#### Work required:
Filter these records by the string "intra", copying each line that holds it.

#### Stored data:
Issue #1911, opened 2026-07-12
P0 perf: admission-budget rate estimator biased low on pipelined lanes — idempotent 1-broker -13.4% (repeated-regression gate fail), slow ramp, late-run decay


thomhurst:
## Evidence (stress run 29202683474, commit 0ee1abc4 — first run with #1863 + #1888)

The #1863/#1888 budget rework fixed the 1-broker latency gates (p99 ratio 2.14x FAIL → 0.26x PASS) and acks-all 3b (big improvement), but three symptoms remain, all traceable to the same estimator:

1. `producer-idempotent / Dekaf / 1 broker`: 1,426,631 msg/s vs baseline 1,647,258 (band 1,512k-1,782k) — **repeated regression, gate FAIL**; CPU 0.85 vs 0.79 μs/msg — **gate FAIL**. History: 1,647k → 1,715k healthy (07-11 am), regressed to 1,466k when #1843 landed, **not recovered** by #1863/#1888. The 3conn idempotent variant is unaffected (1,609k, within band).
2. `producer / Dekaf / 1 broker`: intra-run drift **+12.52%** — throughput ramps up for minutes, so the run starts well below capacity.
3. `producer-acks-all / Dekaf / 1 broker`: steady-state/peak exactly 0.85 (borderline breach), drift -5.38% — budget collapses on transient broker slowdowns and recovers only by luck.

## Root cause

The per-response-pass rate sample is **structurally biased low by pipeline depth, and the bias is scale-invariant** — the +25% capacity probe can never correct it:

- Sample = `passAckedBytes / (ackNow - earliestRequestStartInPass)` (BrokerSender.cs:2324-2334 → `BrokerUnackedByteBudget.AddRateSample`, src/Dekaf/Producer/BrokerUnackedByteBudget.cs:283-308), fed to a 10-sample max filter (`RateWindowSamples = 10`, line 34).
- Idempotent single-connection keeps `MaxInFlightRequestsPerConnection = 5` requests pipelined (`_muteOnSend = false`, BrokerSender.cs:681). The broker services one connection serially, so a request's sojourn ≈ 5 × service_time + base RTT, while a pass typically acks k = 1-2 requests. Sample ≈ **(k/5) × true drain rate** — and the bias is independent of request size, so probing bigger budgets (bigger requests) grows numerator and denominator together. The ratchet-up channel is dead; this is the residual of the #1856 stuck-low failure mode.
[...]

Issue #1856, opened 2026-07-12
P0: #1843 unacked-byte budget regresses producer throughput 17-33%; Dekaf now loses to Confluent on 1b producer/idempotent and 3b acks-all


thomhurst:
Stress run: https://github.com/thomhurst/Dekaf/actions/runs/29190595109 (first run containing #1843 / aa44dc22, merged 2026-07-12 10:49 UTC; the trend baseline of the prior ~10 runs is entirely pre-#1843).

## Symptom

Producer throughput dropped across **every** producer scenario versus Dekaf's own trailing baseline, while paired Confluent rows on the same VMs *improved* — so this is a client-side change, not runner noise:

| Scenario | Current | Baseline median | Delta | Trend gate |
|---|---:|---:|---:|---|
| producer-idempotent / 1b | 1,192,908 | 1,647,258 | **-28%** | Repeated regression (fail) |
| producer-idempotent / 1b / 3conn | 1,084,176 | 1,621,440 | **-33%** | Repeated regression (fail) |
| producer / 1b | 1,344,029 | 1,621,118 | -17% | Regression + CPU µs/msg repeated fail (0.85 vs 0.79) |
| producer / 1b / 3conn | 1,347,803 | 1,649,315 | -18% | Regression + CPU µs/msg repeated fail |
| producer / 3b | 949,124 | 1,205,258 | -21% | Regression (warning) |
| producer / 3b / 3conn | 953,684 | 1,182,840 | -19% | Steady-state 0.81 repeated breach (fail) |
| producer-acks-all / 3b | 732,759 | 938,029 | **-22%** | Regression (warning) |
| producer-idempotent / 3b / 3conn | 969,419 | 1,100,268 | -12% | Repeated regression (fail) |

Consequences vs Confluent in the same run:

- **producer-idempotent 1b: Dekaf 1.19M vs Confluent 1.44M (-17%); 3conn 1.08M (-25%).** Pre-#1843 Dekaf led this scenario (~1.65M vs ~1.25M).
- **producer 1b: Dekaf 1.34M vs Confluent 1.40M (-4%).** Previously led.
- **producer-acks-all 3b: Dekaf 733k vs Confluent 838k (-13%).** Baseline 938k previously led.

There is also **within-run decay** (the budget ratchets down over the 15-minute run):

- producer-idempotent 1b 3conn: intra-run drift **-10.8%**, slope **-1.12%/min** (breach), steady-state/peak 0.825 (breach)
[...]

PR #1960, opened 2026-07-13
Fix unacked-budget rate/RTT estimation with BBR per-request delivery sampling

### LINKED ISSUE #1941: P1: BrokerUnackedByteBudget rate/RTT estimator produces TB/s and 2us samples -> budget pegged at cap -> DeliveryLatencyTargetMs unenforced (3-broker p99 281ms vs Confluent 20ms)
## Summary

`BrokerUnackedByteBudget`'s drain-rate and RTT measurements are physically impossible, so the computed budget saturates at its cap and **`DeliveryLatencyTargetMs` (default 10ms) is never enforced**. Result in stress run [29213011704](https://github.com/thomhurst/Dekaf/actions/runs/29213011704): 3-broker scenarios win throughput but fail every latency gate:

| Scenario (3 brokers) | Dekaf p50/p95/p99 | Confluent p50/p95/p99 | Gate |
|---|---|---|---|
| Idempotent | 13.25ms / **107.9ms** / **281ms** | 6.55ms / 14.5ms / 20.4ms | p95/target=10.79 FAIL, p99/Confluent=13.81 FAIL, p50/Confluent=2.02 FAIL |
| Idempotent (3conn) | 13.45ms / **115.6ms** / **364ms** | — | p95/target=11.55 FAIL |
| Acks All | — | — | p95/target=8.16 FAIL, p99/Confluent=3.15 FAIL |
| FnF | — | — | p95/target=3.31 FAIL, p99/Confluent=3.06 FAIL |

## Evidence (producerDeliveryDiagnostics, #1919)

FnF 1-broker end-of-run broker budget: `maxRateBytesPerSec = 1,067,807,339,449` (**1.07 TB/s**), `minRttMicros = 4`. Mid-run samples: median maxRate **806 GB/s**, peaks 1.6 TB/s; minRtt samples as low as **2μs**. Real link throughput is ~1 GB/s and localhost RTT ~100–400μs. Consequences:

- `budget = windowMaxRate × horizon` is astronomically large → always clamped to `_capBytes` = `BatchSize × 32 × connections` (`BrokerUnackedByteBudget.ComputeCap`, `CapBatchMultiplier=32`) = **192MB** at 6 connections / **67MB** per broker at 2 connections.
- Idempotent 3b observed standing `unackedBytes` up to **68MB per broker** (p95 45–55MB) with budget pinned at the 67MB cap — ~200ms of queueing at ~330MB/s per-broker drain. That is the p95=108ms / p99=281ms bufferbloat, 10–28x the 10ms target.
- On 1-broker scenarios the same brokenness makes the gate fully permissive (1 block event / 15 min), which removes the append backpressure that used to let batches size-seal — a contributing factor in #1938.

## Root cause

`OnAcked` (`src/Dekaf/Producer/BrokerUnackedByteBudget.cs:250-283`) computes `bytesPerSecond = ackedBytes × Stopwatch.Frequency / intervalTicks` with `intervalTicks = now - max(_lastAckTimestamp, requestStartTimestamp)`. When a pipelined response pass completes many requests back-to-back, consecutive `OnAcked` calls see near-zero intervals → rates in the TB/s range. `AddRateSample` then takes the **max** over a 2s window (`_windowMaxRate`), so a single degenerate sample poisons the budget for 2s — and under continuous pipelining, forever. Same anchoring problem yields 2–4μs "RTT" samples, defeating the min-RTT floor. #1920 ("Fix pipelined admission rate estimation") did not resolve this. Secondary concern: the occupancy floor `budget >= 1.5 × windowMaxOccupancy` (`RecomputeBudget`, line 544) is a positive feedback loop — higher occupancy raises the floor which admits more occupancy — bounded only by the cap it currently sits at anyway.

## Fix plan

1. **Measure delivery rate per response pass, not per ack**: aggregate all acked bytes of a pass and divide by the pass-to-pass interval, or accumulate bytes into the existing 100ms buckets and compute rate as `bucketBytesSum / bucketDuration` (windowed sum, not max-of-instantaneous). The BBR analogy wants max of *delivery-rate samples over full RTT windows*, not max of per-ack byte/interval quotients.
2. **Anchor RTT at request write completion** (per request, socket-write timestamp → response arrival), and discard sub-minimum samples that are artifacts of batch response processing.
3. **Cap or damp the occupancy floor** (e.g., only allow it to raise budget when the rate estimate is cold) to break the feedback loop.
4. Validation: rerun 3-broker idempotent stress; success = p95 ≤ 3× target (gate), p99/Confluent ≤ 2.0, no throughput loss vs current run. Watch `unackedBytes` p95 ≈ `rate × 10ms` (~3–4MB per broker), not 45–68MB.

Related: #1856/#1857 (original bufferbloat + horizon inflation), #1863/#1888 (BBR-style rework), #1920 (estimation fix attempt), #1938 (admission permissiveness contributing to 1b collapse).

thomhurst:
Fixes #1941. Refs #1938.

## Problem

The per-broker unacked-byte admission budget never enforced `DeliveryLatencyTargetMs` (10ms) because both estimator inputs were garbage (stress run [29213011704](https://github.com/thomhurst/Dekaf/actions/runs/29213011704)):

#### Written reply:
2. `producer / Dekaf / 1 broker`: intra-run drift **+12.52%** — throughput ramps up for minutes, so the run starts well below capacity.
- producer-idempotent 1b 3conn: intra-run drift **-10.8%**, slope **-1.12%/min** (breach), steady-state/peak 0.825 (breach)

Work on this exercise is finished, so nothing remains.